Wenn man nur Jugendliche aus Problem-Vierteln ohne Schulabschluss befragt, ist das überhaupt kein Wunder.

Ich selbst bin auf Bundes-Ebene ebenfalls Erstwählerin, habe aber keine Probleme damit, die Politiker zu verstehen, meine Probleme mit der Politik liegen anderswo, fragt mich danach mal ein Promi? Nein, weil es natürlich viel leichter ist zu sagen „Politiker müssen volksnäher werden“, man geht mit ihnen einen Kaffee trinken und damit hat sich die Sache.
Konkrete Verbesserungsvorschläge werden typischerweise gar nicht gemacht, aber selbstverständlich wird gesagt, dass man sich darum kümmert. Kann man ja mitten im Wahlkampf auch nicht zugeben, dass es manche Probleme einfach gibt, und man diese nicht lösen kann, ohne woanders neue hervorzurufen.
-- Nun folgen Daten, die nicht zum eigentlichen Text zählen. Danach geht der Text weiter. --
PR #1115, opened 2021-08-08
Define and use Stream data fixture from conftest

zee-bit:
**What does this PR do?**  
This PR defines the `general_stream` and `secret_stream` dictionaries in conftest to pytest fixtures, allowing us to re-use them in tests that need stream data. The defined fixtures are currently used in tests for StreamInfo popup.

**Tested?** 
- [x] Manually

**Commit flow** 

- refactor: conftest: Define general_stream and secret_stream as fixtures.
- conftest: Add rendered_description field to stream fixtures.
- tests: popups: Use stream fixture instead of defining custom streams.

**Interactions** 

- Blocks #880

### DIFF
--- a/tests/conftest.py
+++ b/tests/conftest.py
@@ -192,45 +192,50 @@ def logged_on_user():
     }
 
 
-general_stream = {
-    "name": "Some general stream",
-    "invite_only": False,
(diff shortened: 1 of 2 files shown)


neiljp:
@zee-bit Thanks for the reworked & extended prep from #880 - merging now :tada:

PR #1116, opened 2021-08-10
Use urwid's CommandMap to manage navigational keys.

Rohitth007:
**What does this PR do?**  
This PR modifies urwid's `CommandMap` class object `command_map`
to map alternate navigational keys to standard urwid navigational
aliases. This is used in `ui.py` and `PopupView`.

Users can also now add custom nav-keys by adding it to KEY_BINDINGS.

**Tested?** 
- [x] Manually

### DIFF
--- a/tests/ui_tools/test_popups.py
+++ b/tests/ui_tools/test_popups.py
@@ -132,10 +132,7 @@ class TestPopUpView:
         self.pop_up_view.keypress(size, "cmd_key")
         assert self.controller.exit_popup.called
 
-    def test_keypress_navigation(
-        self, mocker, widget_size, navigation_key_expected_key_pair
-    ):
-        key, expected_key = navigation_key_expected_key_pair
+    def test_keypress_navigation(self, mocker, navigation_key, widget_size):
         size = widget_size(self.pop_up_view)
         # Patch `is_command_key` to not raise an 'Invalid Command' exception
         # when its parameters are (self.command, key) as there is no
@@ -148,8 +145,10 @@ class TestPopUpView:
                 else is_command_key(command, key)
             ),
         )
-        self.pop_up_view.keypress(size, key)
-        self.super_keypress.assert_called_once_with(size, expected_key)
+
+        self.pop_up_view.keypress(size, navigation_key)
+
+        self.super_keypress.assert_called_once_with(size, navigation_key)
 
 
 class TestAboutView:
@@ -188,15 +187,6 @@ class TestAboutView:
         size = widget_size(self.about_view)
         self.about_view.keypress(size, key)
         assert not self.controller.exit_popup.called
-
-    def test_keypress_navigation(
-        self, mocker, widget_size, navigation_key_expected_key_pair
-    ):
-        key, expected_key = navigation_key_expected_key_pair
-        size = widget_size(self.about_view)
-        super_keypress = mocker.patch(MODULE + ".urwid.Frame.keypress")
-        self.about_view.keypress(size, key)
-        super_keypress.assert_called_once_with(size, expected_key)
 
     def test_feature_level_content(self, mocker, zulip_version):
         self.controller = mocker.Mock()
@@ -338,15 +328,6 @@ class TestUserInfoView:
         self.user_info_view.keypress(size, key)
         assert not self.controller.exit_popup.called
 
-    def test_keypress_navigation(
-        self, mocker, widget_size, navigation_key_expected_key_pair
-    ):
-        key, expected_key = navigation_key_expected_key_pair
-        size = widget_size(self.user_info_view)
-        super_keypress = mocker.patch(MODULE + ".urwid.Frame.keypress")
-        self.user_info_view.keypress(size, key)
-        super_keypress.assert_called_once_with(size, expected_key)
-
 
 class TestFullRenderedMsgView:
     @pytest.fixture(autouse=True)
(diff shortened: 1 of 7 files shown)


zulipterminal/config/keys.py
```diff
@@ -373,6 +374,16 @@ class KeyBinding(TypedDict, total=False):
     ]
 )
 
+STD_NAV_CMDS = [
```
preetmishra, line 377: While it is shorter to type, STD is not a well-known shorthand. How about `BASIC_NAV_COMMANDS`/`PRIMARY_NAV_COMMANDS`?

zulipterminal/config/keys.py
```diff
@@ -415,3 +426,19 @@ def commands_for_random_tips() -> List[KeyBinding]:
         for key_binding in KEY_BINDINGS.values()
         if not key_binding.get("excluded_from_random_tips", False)
     ]
+
+
+# Maps alternate nav keys to standard nav keys.
+# Refer urwid/command_map.py
+for cmd in STD_NAV_CMDS:
+    std_key, *alt_keys = keys_for_command(cmd)
```
preetmishra, line 434: I know that we have the following comment in the file. However, it is not "safe" to assume that the first key would be the `primary/std` key; perhaps we should use `primary_key_for_command` to fetch the `primary/std` key.
```python3
    # Key that is displayed in the UI is determined by the method
    # primary_key_for_command. (Currently the first key in the list)
```

zulipterminal/config/keys.py
```diff
@@ -415,3 +426,19 @@ def commands_for_random_tips() -> List[KeyBinding]:
...
+
+    for key in alt_keys:
+        if std_key == "end":
+            urwid_cmd = "cursor max right"
```
preetmishra, line 438: We could import these constants from urwid instead.
```python3
...
CURSOR_MAX_RIGHT = 'cursor max right'
...
```

preetmishra (commented):
@Rohitth007 Thanks for taking this up! This seems to work well locally and reduces code duplication. :+1:

I've left some comments.

zulipterminal/config/keys.py
Rohitth007: `primary_key_for_command` also picks the first key, it's basically the same thing ryt?

zulipterminal/config/keys.py
Rohitth007: That would only work for 2 cases ryt? It won't be consistent with the `else` conditional?

zulipterminal/config/keys.py
Rohitth007: Maybe `BASIC` is a better option that `PRIMARY` as it might be confused with primary keys. I'll change this.

zulipterminal/config/keys.py
preetmishra: We could have a dict that maps them accordingly. It would be more future proof since we would be importing from urwid directly.

zulipterminal/config/keys.py
preetmishra: Well, there could be discrepancies later down the road. The code is currently relying on the _fact_ that the first key is the primary key for now. However, that might change later warranting a manual change in this code block.

preetmishra (commented):
@Rohitth007 Thanks for the update! :+1: The `dict` approach seems better. The PR looks good to me. Left a minor comment.

zulipterminal/config/keys.py
neiljp: I agree with Preet; if we later changed the feature a lot, it would also be a lot simpler to look for uses of `primary_key_for_command` than cases like this - and if we decided to make the last key important then we just have to change one function, not the function and this extra position.

zulipterminal/config/keys.py
```diff
@@ -415,3 +435,9 @@ def commands_for_random_tips() -> List[KeyBinding]:
         for key_binding in KEY_BINDINGS.values()
         if not key_binding.get("excluded_from_random_tips", False)
     ]
+
+
+# Refer urwid/command_map.py
+for zt_cmd, urwid_cmd in ZT_TO_URWID_CMD_MAPPING.items():
```
neiljp, line 441: This specifically adds to the existing mapping, so it'd be useful to note this in a comment.

tests/ui_tools/test_popups.py
```diff
@@ -131,10 +135,10 @@ def test_keypress_command_key(self, mocker, widget_size):
         self.pop_up_view.keypress(size, "cmd_key")
         assert self.controller.exit_popup.called
 
-    def test_keypress_navigation(
-        self, mocker, widget_size, navigation_key_expected_key_pair
-    ):
-        key, expected_key = navigation_key_expected_key_pair
+    @pytest.mark.parametrize(
+        "key", [key for cmd in ZT_TO_URWID_CMD_MAPPING for key in keys_for_command(cmd)]
```
neiljp, line 139: Potential fixture as `navigation_key` or similar?

neiljp (commented):
@Rohitth007 This is a great cleanup :+1: Was this mixed into another PR previously? (it seems simpler on its own, if so)

This seems to work well. Other than the inline comments, my other concerns would be:
* we currently have distinct general navigation (ui) and up/down navigation (popups), and are now simply generalizing this - though if a widget (eg popup) doesn't support 'left' then I suppose it just doesn't trigger, so that should be fine?
* removing the key-pair (key-binding -> "actual" key) fixtures and tests simplifies things well, but we're not testing the new code - I'm not meaning key dispatch, but just that given an input command map and the mapping and bindings, what comes out?

zulipterminal/config/keys.py
```diff
@@ -415,3 +435,9 @@ def commands_for_random_tips() -> List[KeyBinding]:
...
+    for key in keys_for_command(zt_cmd):
+        command_map.__setitem__(key, urwid_cmd)
```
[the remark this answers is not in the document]
Rohitth007: Oh, did not know that it can be called like a dict directly. I've only seen it for lists.

zulipterminal/config/keys.py
Rohitth007: @neiljp Do you mean in `ui_mappings.py`?

Rohitth007:
@neiljp Re1st point, I think for every widget we have to let urwid take care of navigation and let the widget decide. In cases we want custom behavior we can intercept the keys but let the focus change be taken care of by urwid.
Re 2nd point I've added a test in `test_keys` testing the updated `command_map`

neiljp:
@Rohitth007 Thanks for the refactor - I'm merging this now :tada:

PR #1122, opened 2021-08-17
Improve print-debugging (no `flush=True` required; require `-d`/`--debug`)

### LINKED ISSUE #1066: add option to disable debug.log
Currently, `debug.log` is created wherever the current directory is, and if there are no errors, it is a 0B empty file, even if zulip-term is launched without the `-d` flag.

I would like the creation of `debug.log` to be tied to that `-d` flag, as it gets messy and annoying after a while, deleting that file again and again, i.e. if the debug flag is passed then use debug.log, else don't create it.

If not that, then at least an option to disable creating that file.

neiljp:
**What does this PR do?**  

This mainly improves print debugging:
* just use `print("something")` instead of `print("something", flush=True)` (README updated)
* only open the `debug.log` file that `print` is redirected to, if `-d` or `--debug` is enabled (README updated)

There is also an intermediate refactor commit to require Controller to have named arguments.

Fixes #1066 (via the second part)

**Tested?** 
- [x] Manually

### DIFF
--- a/README.md
+++ b/README.md
@@ -321,13 +321,13 @@ For additional help with pytest options see `pytest -h`, or check out the [full 
 
 #### Output using `print`
 
-The stdout for zulip-terminal is redirected to `./debug.log` by default.
+The stdout (standard output) for zulip-terminal is redirected to `./debug.log` if debugging is enabled at run-time using `-d` or `--debug`.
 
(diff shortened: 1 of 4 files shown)


neiljp:
@zee-bit Thanks for the feedback!
@preetmishra Thanks for the suggestion to output the debug.log info when starting 👍 

I've adjusted for that and merging now - let's get to using this! :)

Wenn man sich aber schließlich mit ein paar Aussagen einzelner Politiker anfreunden kann, oder man diesen einfach nur sympathisch findet (soll’s geben), so wird einem das direkt wieder madig gemacht, und zwar durch Micki Beisenherz (oder so – „Deutschlands bestem Comedy-Autoren“) und seine blondgelockte Kollegin, die ihm nur nach der Schnauze redet.
Jegliche Aussage der Politiker wird ins Lächerliche gezogen, und wenn an manchen Aussagen einfach nichts auszusetzen ist, macht man eben die Person lächerlich.
Im Endeffekt ist in 5 Tagen „Task Force Berlin“ nicht ein Politiker gut weggekommen, wer soll denn diese – so dargestellten – Witzfiguren jetzt noch wählen?

Ich bin mit der Einstellung an die Sendung herangegangen, dass ich eigentlich weiß, wen ich wähle, ich mir aber gern auch nochmal andere Stimmen anhöre, eine Meinung kann schließlich immer geändert werden. Ich muss sagen, ich bin echt enttäuscht von der eigentlich so gut gemeinten Idee.


Also Leute, macht’s wie ich. Geht wählen. Nehmt eins unserer wichtigsten Rechte wahr. Und wenn ihr’s schon nicht aus Interesse oder Engagement macht, dann doch bitte wenigstens, damit nie wieder eine Sendung wie „Task Force Berlin“ über den Bildschirm flackern muss.